What needs to be done -> Transcribe exactly each line of the entries, from the opening line to the line with "xphere: Since you're", with both of those lines included.

Dataset ->

PR #539, opened 2015-02-25
Feature/store wizard plugin

rogergros:
Wizard plugin

TODO: Update the Wizard Status service to check the right way if an address  and the payment info has been added.

Ping @elcodi/owners


src/Elcodi/Plugin/StoreSetupWizardBundle/Controller/WizardController.php
```diff
@@ -0,0 +1,60 @@
...
+     * )
+     * @Template()
+     */
+    public function viewAction()
+    {
+        $wizardStatusService = $this
+            ->get('elcodi_templates.wizard_status.service');
+        $stepsFinished       = $wizardStatusService->getStepsFinishStatus();
+
+        $activeStep = null;
```
xphere: Wouldn't be better a `getNextStep` method in `WizardStatus` service?

src/Elcodi/Plugin/StoreSetupWizardBundle/EventListener/DashboardRedirectionEventListener.php
```diff
@@ -0,0 +1,118 @@
...
+    protected $wizardStatus;
+
+    /**
+     * Builds a new class
+     *
+     * @param Router       $router       A router
+     * @param WizardStatus $wizardStatus A wizard status service
+     */
+    public function __construct(
+        Router $router,
```
xphere: Since you're only using `generator` method, better typehint for `UrlGeneratorInterface` instead of the full `Router`.

src/Elcodi/Plugin/StoreSetupWizardBundle/Templating/TwigRenderer.php
```diff
@@ -0,0 +1,101 @@
...
+     * @param EventInterface $event The event
+     */
+    public function renderMiniWizard(EventInterface $event)
+    {
+        if ($this->plugin->isEnabled()) {
+            $stepsFinished = $this
+                ->wizardStatus
+                ->getStepsFinishStatus();
+
+            $activeStep = null;
```
xphere: Same here, this would benefit from a `getNextStep` method in `WizardStatus`.

src/Elcodi/Plugin/StoreSetupWizardBundle/Services/WizardStatus.php
```diff
@@ -0,0 +1,150 @@
...
+    }
+
+    /**
+     * Checks if the wizard has already been finished
+     *
+     * @return bool
+     */
+    public function isWizardFinished()
+    {
+        $stepsFinishedStatus = $this->getStepsFinishStatus();
```
xphere: This will be `return $this->getNextStep() === null;` if we had that method.

src/Elcodi/Plugin/StoreSetupWizardBundle/Controller/WizardController.php
rogergros: Yes, for sure. I'll change it, I was planning it as I did with "isWizardFinished"

src/Elcodi/Plugin/StoreSetupWizardBundle/EventListener/DashboardRedirectionEventListener.php
rogergros: :+1: I'll change it

src/Elcodi/Plugin/StoreSetupWizardBundle/Services/WizardStatus.php
rogergros: :+1:

xphere:
:+1: Nice to have some plugins on the run.

We need to discuss a better approach for plugins activation/deactivation (even self-deactivation) and services registered from plugins should be activated/deactivated too automatically. I think the way it is now is too complex and error-prone. (needs to pass current plugin with `@=elcodi_plugin("plugin_name")` and check it to be enabled)

rogergros:
Hey @elcodi/owners this will be merged today at noon if no problem arises :)

PR #541, opened 2015-02-25
added removeProduct function in CartManager

claretcrab:
I think it's usefull if you don't know the cartLine ID but you know product ID

### DIFF
--- a/src/Elcodi/Component/Cart/Services/CartManager.php
+++ b/src/Elcodi/Component/Cart/Services/CartManager.php
@@ -409,4 +409,50 @@ class CartManager
 
         return $this;
     }
+
+    /**
+     * Remove a Purchasable from Cart
+     *
+     * This method removes a Purchasable from the Cart.
+     *
+     * If the Purchasable is already in the Cart, it just decreases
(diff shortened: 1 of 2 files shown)


alch:
Why not change `addProduct` so that it can accept a *negative* value (the inner method `Cartmanager::setCartLineQuantity` already checks that the final quantity is > 0 and if not it *removes* the product from the cart) ?

Then the `CartManager::removeProduct` would be something like

```php
public function removeProduct(
        CartInterface $cart,
        PurchasableInterface $purchasable,
        $quantity
) {
    return $this->addProduct($cart, $purchasable, -$quantity);
}
```

Opinions?

xphere:
I found quite counterintuitive that `addProduct` accepts a negative amount in quantity…
I'd rather move the `<= 0` check to `removeProduct` and throw when `addProduct` receives negative quantity.

claretcrab:
Mmmm i think it's better to have different methods for this purpose, because in addProduct there is the logic of addLine too.

claretcrab:
unit test added

alch:
:+1:

PR #563, opened 2015-02-28
Page improvements and Disqus Plugin

mmoreram:
* Created Disqus plugin for disqus comments in Blog post page and product page
* User can enable/disable comments in any page
* Improved Page Component and Bundle
* Improved Plugin helpers to get info about if a plugin is enabled or not
* Fixed all plugins for using this new method
* Some fixes


src/Elcodi/Component/Page/ElcodiPageTypes.php
```diff
@@ -0,0 +1,38 @@
...
+     * Used in footer
+     */
+    const TYPE_REGULAR = 1;
+
+    /**
+     * Page type blog post
+     *
+     * Used in blog
+     */
+    const TYPE_BLOG_POST = 2;
```
xphere: I'd rather have would go with a string `group` field, so you can request all of the pages related to a group, and create your own groups (also, this would make collecting urls easier). But I think that's something we can do in the beta time.

src/Elcodi/Component/Page/Repository/PageRepository.php
```diff
@@ -29,30 +28,70 @@
...
+     *
+     * @param string  $type          Type
+     * @param integer $page          Page
+     * @param integer $numberPerPage Number per page
+     *
+     * @return array Pages
+     */
+    public function findPages($type, $page, $numberPerPage)
+    {
+        $offset = (($page - 1) * $numberPerPage) + 1;
```
xphere: This is something the paginator should do, not the repository. Same for the next function… `getNumberOfEnabledPages`? Really?

src/Elcodi/Component/Plugin/Templating/Traits/TemplatingTrait.php
```diff
@@ -68,4 +70,28 @@ protected function appendTemplate(
...
+    protected function pluginCanBeUsed(
+        Plugin $plugin,
+        array $checkableFields = []
+    ) {
+        return array_reduce(
+            $checkableFields,
+            function ($canBeUsed, $checkableField) use ($plugin) {
+
+                return $canBeUsed &&
+                    isset($plugin->getConfiguration()[$checkableField]) &&
```
xphere: This is calling aloud for a `getSettings()` and a `getSetting($name)` methods in `PluginInterface`.

PR #567, opened 2015-03-01
Fixed wizard bug when the wizard is finished

rogergros:
The mini wizard to go to the next page was shown when the wizard was already finished


xphere:
:+1:

PR #571, opened 2015-03-01
Using fully qualified classname in trait

alch:


mmoreram:
@alch Epic thanks :dancer: :+1:

PR #583, opened 2015-03-04
Message on settings to disable under construction mode

rogergros:
Added a message to remember you that the "under construction" mode should be disabled when the wizard is finished and the user visits the settings page.

Ping @elcodi/owners


rogergros:
Rebased and ready to be merged

PR #584, opened 2015-03-04
New field active urls

rogergros:
New field "active urls" for the menu nodes. This field is used to mark the urls where this menu should be showed as "active".

ping @elcodi/owners


xphere:
Isn't this something like a related category?

rogergros:
My fault, these are routes, bad names for the test, changing it :)

PR #587, opened 2015-03-06
added display none to tracking pixels

claretcrab:


xphere:
I'm not sure this makes all browsers happy, since some may choose not to download hidden images.
If tracking pixels break your flow, I'd suggest to make them `position: absolute` just to make sure they don't take any space in the layout. Or we can ping @tonipinel.

claretcrab:
Sure, it's just only to report the bug. We can discuss with Toni to find the best solution ;)

Thanks!

javiereguiluz:
Here are some recommendations about *pixel tracking* made by Google in its [Doubleclick for Publishers documentation](https://support.google.com/dfp_premium/answer/1347585?hl=en):

```html
<img src="TRACKING-PIXEL-URL-GOES-HERE" style="position:absolute; visibility:hidden">

<img src="TRACKING-PIXEL-URL-GOES-HERE" style="display:none">

<img src="TRACKING-PIXEL-URL-GOES-HERE" width="0" height="0">
```

mmoreram:
Good :D Thanks for this :dancer: 

@tonipinel anything to say about that?

tonipinel:
I think the position absolute is better solution... with display none maybe some browsers will not load the image... and the tracking will not be saved.

PR #606, opened 2015-03-15
Twitter & Facebook plugin

rogergros:
- Twitter plugin
  - You can tweet about a product from list or from product page
  - You can tweet about a product from the admin product management
  - You can follow the twitter user from footer
- Facebook plugin
  - You can post about a product from list or from product page
  - You can post about a product from the admin product management
  - You can follow the facebook user from footer

Ping @elcodi/owners

### DIFF
--- a/src/Elcodi/Plugin/FacebookBundle/Resources/translations/messages.es.yml
+++ b/src/Elcodi/Plugin/FacebookBundle/Resources/translations/messages.es.yml
@@ -1,0 +1,15 @@
+facebook_plugin:
+    title: Facebook
+    field:
+        facebook_account:
+            title: Cuenta de facebook
+    action:
+        visit_google: Ir a Facebook
+        result_ok: Configuración de facebook guardada
+    section:
+        settings:
+            title: Configuración de Facebook
+    tweet:
+        take_look: Echa un vistazo a
+    error:
+        is_disabled: El plugin está desactivado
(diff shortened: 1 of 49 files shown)


src/Elcodi/Plugin/FacebookBundle/Resources/translations/messages.es.yml
```diff
@@ -0,0 +1,15 @@
+facebook_plugin:
+    title: Facebook
+    field:
+        facebook_account:
+            title: Cuenta de facebook
```
javiereguiluz: In this translation file you mix `facebook` and `Facebook` indistinctively. In the original `en` translation file, you always use `Facebook`. I think that's a good idea to be more consistent.

src/Elcodi/Plugin/TwitterBundle/Resources/views/Tweet/share.html.twig
```diff
@@ -0,0 +1,9 @@
+<a
+    href="https://twitter.com/share"
+    class="twitter-share-button"
+    data-url="{{ url }}"
+    data-text="{{ text }}"
```
javiereguiluz: In case the content of this `text` variable is not safely escaped, consider using [the escape Twig filter](http://twig.sensiolabs.org/doc/filters/escape.html) as follows:

```twig
data-text="{{ text|escape('html_attr') }}"
```

PR #610, opened 2015-03-16
Prevent fixtures command from always returning 1

hacfi:
I was irritated why the fixtures seemed to fail.

### DIFF
--- a/src/Elcodi/Bundle/FixturesBoosterBundle/Command/LoadDataFixturesDoctrineCommand.php
+++ b/src/Elcodi/Bundle/FixturesBoosterBundle/Command/LoadDataFixturesDoctrineCommand.php
@@ -83,13 +83,11 @@ class LoadDataFixturesDoctrineCommand extends OriginalCommand
     protected function execute(InputInterface $input, OutputInterface $output)
     {
         if (empty($this->databaseFilePath)) {
-            parent::execute($input, $output);
-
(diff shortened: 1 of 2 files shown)


src/Elcodi/Bundle/FixturesBoosterBundle/Command/LoadDataFixturesDoctrineCommand.php
```diff
@@ -83,13 +83,11 @@ public function __construct(
     protected function execute(InputInterface $input, OutputInterface $output)
     {
         if (empty($this->databaseFilePath)) {
-            parent::execute($input, $output);
-
-            return 1;
+            return parent::execute($input, $output);
```
xphere: So, that's why my refresh script was failing without errors after fixture loading. Thanks for the fix!
Just a minor thing, CS requires new line before return statements.

hacfi: Even if the code is indented? Ok..will update the PR

alch:
@hacfi :+1: This problem was bugging us too

xphere:
Merged in https://github.com/elcodi/elcodi/commit/a9176cc19d8d39062d963ff37c6564b8647ad848
Thanks @hacfi

PR #612, opened 2015-03-16
Remove Symfony @api references

hacfi:


src/Elcodi/Bundle/AttributeBundle/CompilerPass/MappingCompilerPass.php
```diff
@@ -26,11 +26,7 @@
 class MappingCompilerPass extends AbstractMappingCompilerPass
 {
     /**
-     * You can modify the container here before it is dumped to PHP code.
```
mmoreram: Why are you removing this block?

hacfi: Because it was just copied from https://github.com/symfony/symfony/blob/2.7/src/Symfony/Component/DependencyInjection/Compiler/CompilerPassInterface.php#L26 and here it doesn’t represent any meaningful information. Should I readd it?

mmoreram: Even if it is copied from the other method, this text is the textual representation of what this method is intended for, right?

hacfi: I'll readd it later today.

In my opinion that description wasn't helping much for developers who are
learning Elcodi as it refers to default Symfony Dependency Injection
functionality.

mmoreram:
I close this PR because is letting the docblock with unformatted.

Then, we should discuss about the format of the docblocks?

hacfi:
@mmoreram Didn’t have my laptop for a couple of days. Do you want a PR for the `@api` removed or will you discuss this first?

PR #613, opened 2015-03-16
Add use statements in Traits

hacfi:


xphere:
I remember hearing at the office that use statements in traits were giving trouble to someone's IDE, can't remember the rationale, but @alch changed this to FQCN for a good reason in commits like https://github.com/elcodi/elcodi/commit/d1fc8f64f14f1c0ec8d005021c3d5eaf158ac9c4. Maybe he can shed some light on this so we're not running in circles.

OTOH, moving from `\Doctrine\Common\Collections\Collection` to `ArrayCollection` is too specific and can be troublesome if somebody uses a `PersistentCollection` or some custom one.

hacfi:
Ok..we can close this then.

I didn’t change Collection to ArrayCollection..just adapted added the use statement. We need a separate PR to address the usage of ArrayCollection.

alch:
Yes, `use` statements in traits should be avoided, since they can clash with the ones defined in the class that uses the trait. Using a trait should be transparent to the client class, and the only way to do it is to use FQCN in traits.

Closing as @hacfi asks

hacfi:
Good to know..thanks for the explanation @alch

Written solution ->
PR #539, opened 2015-02-25
Feature/store wizard plugin

rogergros:
Wizard plugin

TODO: Update the Wizard Status service to check the right way if an address  and the payment info has been added.

Ping @elcodi/owners


src/Elcodi/Plugin/StoreSetupWizardBundle/Controller/WizardController.php
```diff
@@ -0,0 +1,60 @@
...
+     * )
+     * @Template()
+     */
+    public function viewAction()
+    {
+        $wizardStatusService = $this
+            ->get('elcodi_templates.wizard_status.service');
+        $stepsFinished       = $wizardStatusService->getStepsFinishStatus();
+
+        $activeStep = null;
```
xphere: Wouldn't be better a `getNextStep` method in `WizardStatus` service?

src/Elcodi/Plugin/StoreSetupWizardBundle/EventListener/DashboardRedirectionEventListener.php
```diff
@@ -0,0 +1,118 @@
...
+    protected $wizardStatus;
+
+    /**
+     * Builds a new class
+     *
+     * @param Router       $router       A router
+     * @param WizardStatus $wizardStatus A wizard status service
+     */
+    public function __construct(
+        Router $router,
```
xphere: Since you're only using `generator` method, better typehint for `UrlGeneratorInterface` instead of the full `Router`.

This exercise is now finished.